PR #225, opened 2019-06-13
Add slice function

hyanwong:


jeromekelleher:
Very nice, thanks! I feel like we should have a numpified version which would be more efficient, as this will be slow when we have millions of edges. You're version is very clear though, so we should definitely keep it as a comparison for testing.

EXERCISE:
The full listing is to be restated word for word.

RESULT OF THIS TASK:
PR #225, opened 2019-06-13
Add slice function

hyanwong:


jeromekelleher:
Very nice, thanks! I feel like we should have a numpified version which would be more efficient, as this will be slow when we have millions of edges. You're version is very clear though, so we should definitely keep it as a comparison for testing.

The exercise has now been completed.